Problem to solve
Show every line of the records below that contains the word "think".

##########

PR #1110, opened 2021-11-22
Update to new version of cargo release which has better workspace support

mhammond:
This seems to work well with a newer `cargo-release` - so well I accidentally published 0.15.0 to crates.io 😅 which I've since yanked.

(I'd like to make a new 0.15.1 for use by app-services, so after approval and landing, feel free to test it out! Otherwise I'll cut a new release tomorrow.)


bendk (approved):
Easier releases sounds great to me.

PR #1114, opened 2021-11-24
Remove periods in the canonical type name for Timestamps and Duration…

mhammond:
… in Kotlin.

Previously, optional timestamps would generate, eg:

`internal fun writeOptionaljava.time.Instant(v: java.time.Instant?, buf: RustBufferBuilder) ...`

and code which calls it:

`writeOptionaljava.time.Instant(v, buf)`

which upset the Kotlin compiler, causing errors like:

`Unresolved reference: writeOptionaljava`

(as found in app-services!)

### DIFF
--- a/uniffi_bindgen/src/bindings/kotlin/gen_kotlin/miscellany.rs
+++ b/uniffi_bindgen/src/bindings/kotlin/gen_kotlin/miscellany.rs
@@ -58,7 +58,7 @@ macro_rules! impl_code_type_for_miscellany {
 
 impl_code_type_for_miscellany!(
     TimestampCodeType,
-    "java.time.Instant",
+    "Instant",
     "Timestamp",
     vec!["java.time.Instant", "java.time.DateTimeException"],
     "TimestampHelper.kt"
@@ -66,7 +66,7 @@ impl_code_type_for_miscellany!(
 
 impl_code_type_for_miscellany!(
     DurationCodeType,
-    "java.time.Duration",
+    "Duration",
     "Duration",
     vec!["java.time.Duration", "java.time.DateTimeException"],
     "DurationHelper.kt"
--- a/CHANGELOG.md
+++ b/CHANGELOG.md
@@ -6,6 +6,9 @@
 
 ## [[UnreleasedVersion]] - (_[[ReleaseDate]]_)
 
+### What's Changed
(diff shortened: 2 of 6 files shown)


bendk (approved):
Looks great!

uniffi_bindgen/src/bindings/kotlin/gen_kotlin/miscellany.rs
```diff
@@ -58,15 +58,15 @@ macro_rules! impl_code_type_for_miscellany {
...
+    "Instant",
     "Timestamp",
     vec!["java.time.Instant", "java.time.DateTimeException"],
     "TimestampHelper.kt"
 );
 
 impl_code_type_for_miscellany!(
     DurationCodeType,
-    "java.time.Duration",
+    "Duration",
```
jhugman, line 69: Couldn't comment where the actual fix needed so commenting here. 

This changes the `$type_label`, instead of using the `$canonical_name`.

That should be used in the `canonical_name` method, but that's missing. 

The correct fix is to add that method (say at [L24][1]).

```rust
                 fn canonical_name(&self, _oracle: &dyn CodeOracle) -> String {
                     $canonical_name.into()
                 }
```

The fully qualified class name should be available as a type label, so as to avoid collisions with UDL declared types. e.g. if a UDL type is called `Instant` or `Duration`.

[1]: https://github.com/mozilla/uniffi-rs/pull/1114/files#diff-326998556286e54771636144110306a7bf185b8d277ff93208998226cb90116cR24

bendk: Adding the canonical_name method makes a lot of sense.  If the type name is going to be fully qualified, then should we remove the imports?

mhammond: I don't quite understand the concrete suggestion here, and if the intent is to allow a `Duration` type to be defined in a UDL and not conflict with this `Duration`, I think things will need to get even more sophisticated - `writeOptionalInstant` will conflict - so this case will want to do something like `writeOptionaljava_time_Instant`.

Given these problems already exist, that this is fixing a regression which is preventing app-services from upgrading, and because this change doesn't prevent fixing this correctly, I've decided to merge this as is, and I'll open an issue for that "correct" fix.

PR #1117, opened 2021-11-25
Clarify some build instructions

mhammond:
Things I learnt doing a point release. The git instructions can probably be simplified, especially in the "normal" case, but we can't assume that. Please let me know if you have suggestions.

### DIFF
--- a/docs/release-process.md
+++ b/docs/release-process.md
@@ -11,12 +11,26 @@ It's not (yet) quite an ideal fit for our workflow, but it helps! Steps:
    * Anything that could cause a consumer project to behave differently if it upgraded
      to the new version, should be called out as a breaking change and should trigger
      a minor version bump (we're below `v1.0` for semver purposes).
-1. Start a new branch for the release. We typically use a single branch for all point releases,
-   so it should be named something like `release-v0.6.x`:
-    * `git checkout -b release-v{MAJOR}.{MINOR}.x`
-    * `git push -u origin release-v{MAJOR}.{MINOR}.x`
+
+1. Identify the branch for the release. We typically use a single branch for all point releases,
+   so it should be named something like `release-v0.6.x`. This also means that if you are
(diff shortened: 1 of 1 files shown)


docs/release-process.md
```diff
@@ -11,12 +11,25 @@ It's not (yet) quite an ideal fit for our workflow, but it helps! Steps:
...
-    * `git push -u origin release-v{MAJOR}.{MINOR}.x`
+
+1. Identify the branch for the release. We typically use a single branch for all point releases,
+   so it should be named something like `release-v0.6.x`. This also means that if you are
+   making a point release, the branch will already exist.
+
+   * If this is the first minor release, then create the branch:
+      * `git checkout -b release-v{MAJOR}.{MINOR}.x`
+      * `git push -u origin release-v{MAJOR}.{MINOR}.x`
+   * If you are making the branch, merge main into it.
```
skhamis, line 22: I guess the only thing I'm wondering is when someone would be making a release not based on latest main? since it'll most likely have the latest code. More of a question than a blocker though.

skhamis (approved):
Nice to get fresh eyes on the release process! Even though I've done a couple of versions it's always good to take a step back and see where the gaps of documentation are.

docs/release-process.md
mhammond: I had bad wording there - let me know if that updated version helps. What I'm trying to convey here is:

* The branch might exist locally (eg, when you did a 0.x.1 release) and also exist remotely but be different (eg, someone else did a 0.x.2 release) - you want to do 0.x.3, but need to make sure the branch you have locally is up-to-date.
* You then want to merge current main into it.

Suggestions how I can clarify that would be most welcome!

skhamis: That small change actually clarifies quite a bit! I think it is a great addition to the documentation -- thanks!

PR #1118, opened 2021-11-25
Use canonical_name in miscellany.rs instead of type label

### LINKED ISSUE #1115: Improve canonical type name patch from #1114
This changes the `$type_label`, instead of using the `$canonical_name`.

That should be used in the `canonical_name` method, but that's missing. 

The correct fix is to add that method (say at [L24][1]).

```rust
                 fn canonical_name(&self, _oracle: &dyn CodeOracle) -> String {
                     $canonical_name.into()
                 }
```

The fully qualified class name should be available as a type label, so as to avoid collisions with UDL declared types. e.g. if a UDL type is called `Instant` or `Duration`.

[1]: https://github.com/mozilla/uniffi-rs/pull/1114/files#diff-326998556286e54771636144110306a7bf185b8d277ff93208998226cb90116cR24

_Originally posted by @jhugman in https://github.com/mozilla/uniffi-rs/pull/1114#discussion_r756345671_

┆Issue is synchronized with this [Jira Task](https://mozilla-hub.atlassian.net/browse/UNIFFI-116)
┆friendlyId: UNIFFI-116

jhugman:
Fixes #1115 and #1114.

### DIFF
--- a/uniffi_bindgen/src/bindings/kotlin/gen_kotlin/miscellany.rs
+++ b/uniffi_bindgen/src/bindings/kotlin/gen_kotlin/miscellany.rs
@@ -11,7 +11,7 @@ use std::fmt;
 use super::filters;
 
 macro_rules! impl_code_type_for_miscellany {
-     ($T:ty, $class_name:literal, $canonical_name:literal, $imports:expr, $template_file:literal) => {
+     ($T:ty, $class_name:literal, $canonical_name:literal, $template_file:literal) => {
          paste! {
              #[derive(Template)]
              #[template(syntax = "kt", escape = "none", path = $template_file )]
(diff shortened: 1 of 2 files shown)


uniffi_bindgen/src/bindings/swift/gen_swift/miscellany.rs
```diff
@@ -22,6 +22,10 @@ macro_rules! impl_code_type_for_miscellany {
                      $class_name.into()
                  }
 
+                 fn canonical_name(&self, _oracle: &dyn CodeOracle) -> String {
+                    $canonical_name.into()
+                }
+
```
jhugman, line 28: I've also checked Python which has an implementation already and Ruby which hasn't moved to the unit-o'-code pattern.

uniffi_bindgen/src/bindings/kotlin/gen_kotlin/miscellany.rs
```diff
@@ -58,16 +62,16 @@ macro_rules! impl_code_type_for_miscellany {
 
 impl_code_type_for_miscellany!(
     TimestampCodeType,
-    "Instant",
+    "java.time.Instant",
     "Timestamp",
-    vec!["java.time.Instant", "java.time.DateTimeException"],
+    vec!["java.time.DateTimeException"],
```
bendk, line 67: It could be nice to remove this import as well, just in case the user has a `DateTimeError` struct.

bendk (approved):
Changes look good.  I made one suggestion, but it's not that important.  Feel free to skip it.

##########

Task response
mhammond: I don't quite understand the concrete suggestion here, and if the intent is to allow a `Duration` type to be defined in a UDL and not conflict with this `Duration`, I think things will need to get even more sophisticated - `writeOptionalInstant` will conflict - so this case will want to do something like `writeOptionaljava_time_Instant`.
skhamis: That small change actually clarifies quite a bit! I think it is a great addition to the documentation -- thanks!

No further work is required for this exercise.